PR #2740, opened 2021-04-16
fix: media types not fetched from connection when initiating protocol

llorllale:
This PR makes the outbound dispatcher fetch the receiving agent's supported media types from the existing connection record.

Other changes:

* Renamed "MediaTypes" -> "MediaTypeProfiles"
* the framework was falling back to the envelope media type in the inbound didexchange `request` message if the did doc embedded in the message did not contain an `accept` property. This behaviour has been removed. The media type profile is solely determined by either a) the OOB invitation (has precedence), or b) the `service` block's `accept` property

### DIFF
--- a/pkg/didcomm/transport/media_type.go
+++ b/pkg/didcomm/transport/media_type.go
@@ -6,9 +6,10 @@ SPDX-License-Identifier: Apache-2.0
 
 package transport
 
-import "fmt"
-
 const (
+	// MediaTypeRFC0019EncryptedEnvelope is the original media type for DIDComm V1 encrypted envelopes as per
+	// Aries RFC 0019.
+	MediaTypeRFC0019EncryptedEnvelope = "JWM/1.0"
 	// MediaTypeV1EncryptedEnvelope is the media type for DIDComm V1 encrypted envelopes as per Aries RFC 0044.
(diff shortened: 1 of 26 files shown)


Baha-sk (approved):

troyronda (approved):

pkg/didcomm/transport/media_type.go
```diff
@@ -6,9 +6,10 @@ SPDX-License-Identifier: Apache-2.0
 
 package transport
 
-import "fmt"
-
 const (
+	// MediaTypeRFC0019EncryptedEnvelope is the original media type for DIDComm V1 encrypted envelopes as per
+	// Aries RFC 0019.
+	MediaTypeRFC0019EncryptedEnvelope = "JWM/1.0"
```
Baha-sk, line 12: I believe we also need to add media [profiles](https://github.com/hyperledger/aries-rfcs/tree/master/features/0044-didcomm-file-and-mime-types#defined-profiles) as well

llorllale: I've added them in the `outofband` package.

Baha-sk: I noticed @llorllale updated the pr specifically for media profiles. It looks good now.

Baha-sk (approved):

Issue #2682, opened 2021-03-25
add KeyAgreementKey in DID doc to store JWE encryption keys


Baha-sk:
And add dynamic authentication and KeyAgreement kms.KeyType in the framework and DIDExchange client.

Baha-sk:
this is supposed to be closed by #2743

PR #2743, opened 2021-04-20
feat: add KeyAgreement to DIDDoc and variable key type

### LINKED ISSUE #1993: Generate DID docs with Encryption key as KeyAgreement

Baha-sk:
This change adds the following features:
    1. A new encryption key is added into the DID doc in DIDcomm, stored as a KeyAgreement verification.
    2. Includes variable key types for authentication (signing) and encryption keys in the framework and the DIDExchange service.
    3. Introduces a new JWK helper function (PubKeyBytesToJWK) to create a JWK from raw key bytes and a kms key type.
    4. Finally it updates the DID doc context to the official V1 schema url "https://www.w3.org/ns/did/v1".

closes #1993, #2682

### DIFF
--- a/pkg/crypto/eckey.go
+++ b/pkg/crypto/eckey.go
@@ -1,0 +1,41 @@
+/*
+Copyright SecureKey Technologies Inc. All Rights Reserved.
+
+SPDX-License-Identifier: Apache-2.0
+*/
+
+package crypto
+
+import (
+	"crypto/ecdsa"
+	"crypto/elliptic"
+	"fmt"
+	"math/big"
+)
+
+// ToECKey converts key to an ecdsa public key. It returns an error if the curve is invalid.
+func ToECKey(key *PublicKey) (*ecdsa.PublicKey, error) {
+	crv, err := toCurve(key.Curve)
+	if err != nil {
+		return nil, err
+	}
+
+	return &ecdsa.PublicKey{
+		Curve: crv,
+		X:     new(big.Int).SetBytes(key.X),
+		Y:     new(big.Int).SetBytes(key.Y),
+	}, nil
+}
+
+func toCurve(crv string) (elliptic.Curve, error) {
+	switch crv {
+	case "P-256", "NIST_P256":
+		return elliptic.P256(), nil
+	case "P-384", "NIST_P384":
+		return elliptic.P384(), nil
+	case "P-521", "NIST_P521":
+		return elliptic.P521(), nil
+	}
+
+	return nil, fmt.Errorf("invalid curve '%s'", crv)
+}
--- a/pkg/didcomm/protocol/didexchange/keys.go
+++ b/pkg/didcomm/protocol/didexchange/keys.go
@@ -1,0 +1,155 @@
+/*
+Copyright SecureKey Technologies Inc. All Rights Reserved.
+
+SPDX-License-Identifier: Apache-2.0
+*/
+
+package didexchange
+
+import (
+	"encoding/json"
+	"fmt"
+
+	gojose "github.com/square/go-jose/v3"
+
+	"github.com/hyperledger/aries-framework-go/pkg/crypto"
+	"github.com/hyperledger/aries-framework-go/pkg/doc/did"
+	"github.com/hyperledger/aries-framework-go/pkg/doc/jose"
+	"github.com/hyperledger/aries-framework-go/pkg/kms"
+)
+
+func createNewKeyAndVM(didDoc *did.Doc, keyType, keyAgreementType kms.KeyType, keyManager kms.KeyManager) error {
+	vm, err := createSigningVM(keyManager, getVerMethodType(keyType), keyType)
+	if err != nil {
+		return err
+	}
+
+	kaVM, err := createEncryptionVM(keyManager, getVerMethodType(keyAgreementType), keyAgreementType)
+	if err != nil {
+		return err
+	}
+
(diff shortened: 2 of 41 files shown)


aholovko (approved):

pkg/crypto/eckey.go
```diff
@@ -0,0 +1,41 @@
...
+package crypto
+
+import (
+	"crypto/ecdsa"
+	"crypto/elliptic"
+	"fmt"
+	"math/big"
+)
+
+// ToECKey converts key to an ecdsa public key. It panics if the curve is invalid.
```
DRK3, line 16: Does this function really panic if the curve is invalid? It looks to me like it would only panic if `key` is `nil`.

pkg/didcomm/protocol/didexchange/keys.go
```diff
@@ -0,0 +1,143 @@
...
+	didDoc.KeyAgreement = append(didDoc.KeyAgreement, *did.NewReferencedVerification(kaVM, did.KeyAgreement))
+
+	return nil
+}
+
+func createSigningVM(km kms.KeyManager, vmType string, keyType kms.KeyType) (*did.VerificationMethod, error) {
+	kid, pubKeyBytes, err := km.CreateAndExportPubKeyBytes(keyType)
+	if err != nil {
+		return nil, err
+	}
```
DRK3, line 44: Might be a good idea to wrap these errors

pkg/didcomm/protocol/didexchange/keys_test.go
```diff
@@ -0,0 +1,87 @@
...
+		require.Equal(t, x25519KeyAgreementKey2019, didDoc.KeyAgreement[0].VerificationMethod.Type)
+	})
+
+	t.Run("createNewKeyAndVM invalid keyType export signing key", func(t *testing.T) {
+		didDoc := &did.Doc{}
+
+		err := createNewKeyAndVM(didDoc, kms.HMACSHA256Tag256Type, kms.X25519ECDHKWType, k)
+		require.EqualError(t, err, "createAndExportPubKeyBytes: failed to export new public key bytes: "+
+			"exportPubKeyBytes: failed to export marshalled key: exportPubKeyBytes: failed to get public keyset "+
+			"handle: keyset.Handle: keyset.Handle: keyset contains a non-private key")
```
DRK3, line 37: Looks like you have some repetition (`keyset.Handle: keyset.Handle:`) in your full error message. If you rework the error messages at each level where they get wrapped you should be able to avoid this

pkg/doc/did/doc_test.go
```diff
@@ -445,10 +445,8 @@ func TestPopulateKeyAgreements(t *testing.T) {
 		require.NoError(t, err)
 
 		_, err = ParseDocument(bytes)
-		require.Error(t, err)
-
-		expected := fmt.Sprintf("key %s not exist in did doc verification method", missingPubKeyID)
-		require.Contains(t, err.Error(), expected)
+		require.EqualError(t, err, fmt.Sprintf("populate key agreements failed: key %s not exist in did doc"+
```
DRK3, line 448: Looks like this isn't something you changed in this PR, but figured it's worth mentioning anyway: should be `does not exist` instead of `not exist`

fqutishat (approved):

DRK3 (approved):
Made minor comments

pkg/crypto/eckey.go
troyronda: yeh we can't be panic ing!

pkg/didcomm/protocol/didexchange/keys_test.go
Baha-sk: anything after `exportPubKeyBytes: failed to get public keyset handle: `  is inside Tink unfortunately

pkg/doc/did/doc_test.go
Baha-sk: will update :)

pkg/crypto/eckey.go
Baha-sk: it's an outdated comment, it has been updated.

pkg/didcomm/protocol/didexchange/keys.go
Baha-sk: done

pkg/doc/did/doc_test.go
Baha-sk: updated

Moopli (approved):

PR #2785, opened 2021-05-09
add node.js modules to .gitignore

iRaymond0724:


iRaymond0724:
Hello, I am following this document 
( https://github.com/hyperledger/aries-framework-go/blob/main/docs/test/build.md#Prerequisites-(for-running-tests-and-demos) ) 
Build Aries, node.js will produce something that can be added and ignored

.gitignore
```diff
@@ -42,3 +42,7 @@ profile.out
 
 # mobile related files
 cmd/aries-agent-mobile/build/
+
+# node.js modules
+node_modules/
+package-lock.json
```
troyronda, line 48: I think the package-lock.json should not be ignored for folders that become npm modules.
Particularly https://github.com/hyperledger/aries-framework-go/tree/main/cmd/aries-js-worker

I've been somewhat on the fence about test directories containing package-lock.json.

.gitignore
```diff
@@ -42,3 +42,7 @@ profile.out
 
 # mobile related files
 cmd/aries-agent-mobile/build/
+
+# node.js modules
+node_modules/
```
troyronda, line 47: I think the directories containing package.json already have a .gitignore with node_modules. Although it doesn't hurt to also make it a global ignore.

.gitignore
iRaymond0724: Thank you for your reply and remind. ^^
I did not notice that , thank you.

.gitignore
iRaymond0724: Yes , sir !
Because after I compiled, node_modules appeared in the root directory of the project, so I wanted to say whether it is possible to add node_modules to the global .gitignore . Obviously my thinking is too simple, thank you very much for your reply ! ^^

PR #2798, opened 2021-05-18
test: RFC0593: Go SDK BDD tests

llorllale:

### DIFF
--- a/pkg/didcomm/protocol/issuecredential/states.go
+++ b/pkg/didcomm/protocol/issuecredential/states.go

TASK PROMPT:
Only a number is required here: the count of lines in these entries that hold "variable".

EXERCISE RESULT:
2